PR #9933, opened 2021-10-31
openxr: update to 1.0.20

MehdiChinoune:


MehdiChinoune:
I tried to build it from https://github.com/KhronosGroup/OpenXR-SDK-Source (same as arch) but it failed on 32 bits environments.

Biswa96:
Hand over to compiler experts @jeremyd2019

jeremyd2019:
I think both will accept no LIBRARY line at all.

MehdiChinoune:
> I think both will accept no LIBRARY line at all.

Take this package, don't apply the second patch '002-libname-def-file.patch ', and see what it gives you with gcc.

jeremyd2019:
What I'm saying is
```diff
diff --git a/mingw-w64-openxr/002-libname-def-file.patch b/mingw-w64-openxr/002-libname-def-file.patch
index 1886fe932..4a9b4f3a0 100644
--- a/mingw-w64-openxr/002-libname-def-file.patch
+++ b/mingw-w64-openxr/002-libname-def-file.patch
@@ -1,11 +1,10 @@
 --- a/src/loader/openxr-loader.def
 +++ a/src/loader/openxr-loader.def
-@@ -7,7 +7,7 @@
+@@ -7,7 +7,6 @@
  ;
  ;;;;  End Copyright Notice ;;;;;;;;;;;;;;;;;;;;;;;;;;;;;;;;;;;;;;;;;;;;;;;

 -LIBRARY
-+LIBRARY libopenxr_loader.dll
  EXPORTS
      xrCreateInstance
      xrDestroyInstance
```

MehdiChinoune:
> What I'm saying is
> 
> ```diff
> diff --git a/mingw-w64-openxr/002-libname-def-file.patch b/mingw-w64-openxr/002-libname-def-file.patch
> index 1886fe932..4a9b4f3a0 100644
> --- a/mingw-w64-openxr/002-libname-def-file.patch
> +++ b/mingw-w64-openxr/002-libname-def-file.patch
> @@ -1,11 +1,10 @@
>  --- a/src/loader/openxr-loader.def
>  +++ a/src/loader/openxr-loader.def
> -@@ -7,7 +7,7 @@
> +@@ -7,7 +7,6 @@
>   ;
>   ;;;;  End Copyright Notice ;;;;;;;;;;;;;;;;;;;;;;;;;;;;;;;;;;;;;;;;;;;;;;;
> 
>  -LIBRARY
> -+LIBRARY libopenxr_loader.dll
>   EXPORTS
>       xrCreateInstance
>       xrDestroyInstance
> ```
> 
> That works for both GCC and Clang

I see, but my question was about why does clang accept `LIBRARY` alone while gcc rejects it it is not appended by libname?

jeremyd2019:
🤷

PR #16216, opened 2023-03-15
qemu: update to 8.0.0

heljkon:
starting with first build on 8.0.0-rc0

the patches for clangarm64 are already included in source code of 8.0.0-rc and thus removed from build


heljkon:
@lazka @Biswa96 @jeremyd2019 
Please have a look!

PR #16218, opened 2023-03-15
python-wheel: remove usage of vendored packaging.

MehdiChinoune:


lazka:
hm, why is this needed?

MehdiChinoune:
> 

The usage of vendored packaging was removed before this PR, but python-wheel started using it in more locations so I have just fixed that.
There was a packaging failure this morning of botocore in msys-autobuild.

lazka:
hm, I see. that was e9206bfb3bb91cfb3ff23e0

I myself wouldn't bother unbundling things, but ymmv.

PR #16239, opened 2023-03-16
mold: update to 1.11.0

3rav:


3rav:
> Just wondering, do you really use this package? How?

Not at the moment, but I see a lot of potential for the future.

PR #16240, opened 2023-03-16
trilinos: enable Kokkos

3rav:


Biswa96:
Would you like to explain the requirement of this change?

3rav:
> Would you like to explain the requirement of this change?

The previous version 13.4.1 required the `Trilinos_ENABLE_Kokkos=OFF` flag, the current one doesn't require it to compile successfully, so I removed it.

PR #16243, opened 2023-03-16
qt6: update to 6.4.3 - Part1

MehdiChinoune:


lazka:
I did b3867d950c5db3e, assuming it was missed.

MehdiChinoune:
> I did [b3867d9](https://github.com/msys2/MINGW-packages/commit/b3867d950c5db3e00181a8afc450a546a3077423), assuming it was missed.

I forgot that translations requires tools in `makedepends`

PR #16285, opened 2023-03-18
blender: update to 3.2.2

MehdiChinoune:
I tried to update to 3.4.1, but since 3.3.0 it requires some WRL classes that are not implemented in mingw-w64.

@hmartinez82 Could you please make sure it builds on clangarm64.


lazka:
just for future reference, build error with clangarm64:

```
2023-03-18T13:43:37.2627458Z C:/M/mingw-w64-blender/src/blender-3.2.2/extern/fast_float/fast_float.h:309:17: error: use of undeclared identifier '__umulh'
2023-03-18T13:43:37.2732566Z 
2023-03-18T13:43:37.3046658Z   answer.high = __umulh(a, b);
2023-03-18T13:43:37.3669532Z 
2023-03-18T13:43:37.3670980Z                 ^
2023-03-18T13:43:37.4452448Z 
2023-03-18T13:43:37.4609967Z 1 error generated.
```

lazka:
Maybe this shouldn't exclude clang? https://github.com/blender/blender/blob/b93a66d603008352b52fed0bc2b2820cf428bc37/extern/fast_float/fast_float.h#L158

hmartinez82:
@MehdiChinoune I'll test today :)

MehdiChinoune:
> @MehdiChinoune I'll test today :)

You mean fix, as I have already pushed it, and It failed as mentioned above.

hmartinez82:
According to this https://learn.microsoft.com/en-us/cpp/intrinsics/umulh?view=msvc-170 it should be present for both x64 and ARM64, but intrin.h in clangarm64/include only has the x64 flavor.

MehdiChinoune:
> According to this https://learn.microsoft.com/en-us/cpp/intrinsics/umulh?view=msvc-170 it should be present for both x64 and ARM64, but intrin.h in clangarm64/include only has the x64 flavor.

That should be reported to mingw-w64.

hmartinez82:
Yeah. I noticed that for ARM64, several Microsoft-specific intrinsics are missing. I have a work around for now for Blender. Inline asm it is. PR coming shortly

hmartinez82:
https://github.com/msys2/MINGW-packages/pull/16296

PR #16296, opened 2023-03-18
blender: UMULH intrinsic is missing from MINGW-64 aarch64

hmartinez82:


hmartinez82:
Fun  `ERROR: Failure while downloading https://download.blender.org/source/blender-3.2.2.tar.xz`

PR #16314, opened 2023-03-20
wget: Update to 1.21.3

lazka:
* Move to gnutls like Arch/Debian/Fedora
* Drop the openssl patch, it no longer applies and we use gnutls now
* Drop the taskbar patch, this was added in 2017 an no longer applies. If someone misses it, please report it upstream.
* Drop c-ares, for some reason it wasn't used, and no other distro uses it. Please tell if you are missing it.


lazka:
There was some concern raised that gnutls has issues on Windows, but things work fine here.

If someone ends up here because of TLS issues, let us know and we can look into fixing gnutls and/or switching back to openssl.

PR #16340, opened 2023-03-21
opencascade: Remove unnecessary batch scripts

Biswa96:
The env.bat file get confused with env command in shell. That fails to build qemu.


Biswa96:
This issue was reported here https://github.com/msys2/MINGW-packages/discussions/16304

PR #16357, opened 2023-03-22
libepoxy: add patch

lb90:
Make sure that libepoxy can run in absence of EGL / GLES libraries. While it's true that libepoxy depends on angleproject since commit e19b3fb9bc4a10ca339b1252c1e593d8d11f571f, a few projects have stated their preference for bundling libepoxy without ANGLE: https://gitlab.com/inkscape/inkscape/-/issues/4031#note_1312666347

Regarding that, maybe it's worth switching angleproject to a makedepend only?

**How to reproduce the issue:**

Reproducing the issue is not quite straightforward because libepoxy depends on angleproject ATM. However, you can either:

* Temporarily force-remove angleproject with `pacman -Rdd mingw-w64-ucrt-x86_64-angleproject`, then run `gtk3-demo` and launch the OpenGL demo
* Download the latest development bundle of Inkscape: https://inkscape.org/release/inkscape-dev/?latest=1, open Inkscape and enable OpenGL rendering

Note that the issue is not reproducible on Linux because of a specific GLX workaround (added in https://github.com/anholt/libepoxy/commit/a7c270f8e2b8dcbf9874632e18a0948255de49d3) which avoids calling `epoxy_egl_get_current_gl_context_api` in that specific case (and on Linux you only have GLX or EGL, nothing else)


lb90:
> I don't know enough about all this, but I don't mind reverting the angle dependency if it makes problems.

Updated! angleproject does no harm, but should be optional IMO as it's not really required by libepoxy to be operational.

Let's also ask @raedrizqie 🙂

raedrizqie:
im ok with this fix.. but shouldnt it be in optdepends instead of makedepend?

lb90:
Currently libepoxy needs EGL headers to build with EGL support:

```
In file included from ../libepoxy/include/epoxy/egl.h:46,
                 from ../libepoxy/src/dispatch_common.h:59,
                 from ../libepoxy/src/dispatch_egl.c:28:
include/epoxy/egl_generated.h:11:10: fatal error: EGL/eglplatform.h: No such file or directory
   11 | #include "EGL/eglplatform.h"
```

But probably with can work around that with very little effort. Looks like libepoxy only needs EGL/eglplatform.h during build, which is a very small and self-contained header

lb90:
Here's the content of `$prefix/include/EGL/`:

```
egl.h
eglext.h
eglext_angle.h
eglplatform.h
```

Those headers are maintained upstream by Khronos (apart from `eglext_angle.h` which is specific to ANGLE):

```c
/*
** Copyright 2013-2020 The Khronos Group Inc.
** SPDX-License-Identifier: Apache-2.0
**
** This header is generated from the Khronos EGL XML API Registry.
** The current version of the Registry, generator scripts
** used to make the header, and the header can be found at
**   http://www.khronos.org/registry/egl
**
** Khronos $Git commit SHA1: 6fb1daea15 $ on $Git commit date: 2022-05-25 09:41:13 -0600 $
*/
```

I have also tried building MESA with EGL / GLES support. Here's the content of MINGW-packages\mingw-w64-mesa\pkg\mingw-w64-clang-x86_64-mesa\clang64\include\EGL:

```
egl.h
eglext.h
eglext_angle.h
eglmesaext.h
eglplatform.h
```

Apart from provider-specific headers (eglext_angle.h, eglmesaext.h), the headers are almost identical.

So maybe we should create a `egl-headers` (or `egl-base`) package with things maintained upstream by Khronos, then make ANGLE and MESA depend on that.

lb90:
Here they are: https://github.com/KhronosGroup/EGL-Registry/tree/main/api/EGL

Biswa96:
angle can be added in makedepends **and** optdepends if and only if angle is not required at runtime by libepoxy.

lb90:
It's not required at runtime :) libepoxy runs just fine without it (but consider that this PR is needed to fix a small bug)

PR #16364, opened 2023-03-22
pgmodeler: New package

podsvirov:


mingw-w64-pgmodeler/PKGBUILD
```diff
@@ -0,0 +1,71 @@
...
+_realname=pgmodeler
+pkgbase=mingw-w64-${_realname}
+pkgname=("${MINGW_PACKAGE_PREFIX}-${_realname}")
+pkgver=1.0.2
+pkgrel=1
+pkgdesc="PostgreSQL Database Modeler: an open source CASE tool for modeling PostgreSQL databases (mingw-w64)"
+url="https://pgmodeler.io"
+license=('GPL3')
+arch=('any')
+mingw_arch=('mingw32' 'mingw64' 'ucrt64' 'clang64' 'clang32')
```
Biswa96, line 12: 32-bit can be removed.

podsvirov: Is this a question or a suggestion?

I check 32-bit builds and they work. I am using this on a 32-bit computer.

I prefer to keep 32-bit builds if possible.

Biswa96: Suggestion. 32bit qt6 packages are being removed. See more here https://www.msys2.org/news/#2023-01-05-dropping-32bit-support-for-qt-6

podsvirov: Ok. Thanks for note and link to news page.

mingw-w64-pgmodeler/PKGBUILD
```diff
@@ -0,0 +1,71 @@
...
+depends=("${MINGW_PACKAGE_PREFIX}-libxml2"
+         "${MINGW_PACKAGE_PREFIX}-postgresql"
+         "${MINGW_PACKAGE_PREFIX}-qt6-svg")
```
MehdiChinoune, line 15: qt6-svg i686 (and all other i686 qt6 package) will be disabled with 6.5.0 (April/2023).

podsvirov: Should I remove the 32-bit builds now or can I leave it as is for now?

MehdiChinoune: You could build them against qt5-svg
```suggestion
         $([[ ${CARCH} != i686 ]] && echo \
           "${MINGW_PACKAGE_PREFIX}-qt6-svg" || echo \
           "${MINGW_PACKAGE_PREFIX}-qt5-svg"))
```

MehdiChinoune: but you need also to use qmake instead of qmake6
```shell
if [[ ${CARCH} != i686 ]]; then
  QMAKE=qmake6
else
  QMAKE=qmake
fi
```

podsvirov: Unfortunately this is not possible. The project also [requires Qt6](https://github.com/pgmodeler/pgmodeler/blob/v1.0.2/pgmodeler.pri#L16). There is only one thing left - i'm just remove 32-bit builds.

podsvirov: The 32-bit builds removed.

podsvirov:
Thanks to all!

|---|

# Exercise
Report each line above that includes the string "like".

# Result below
Would you like to explain the requirement of this change?
> Would you like to explain the requirement of this change?
* Move to gnutls like Arch/Debian/Fedora
But probably with can work around that with very little effort. Looks like libepoxy only needs EGL/eglplatform.h during build, which is a very small and self-contained header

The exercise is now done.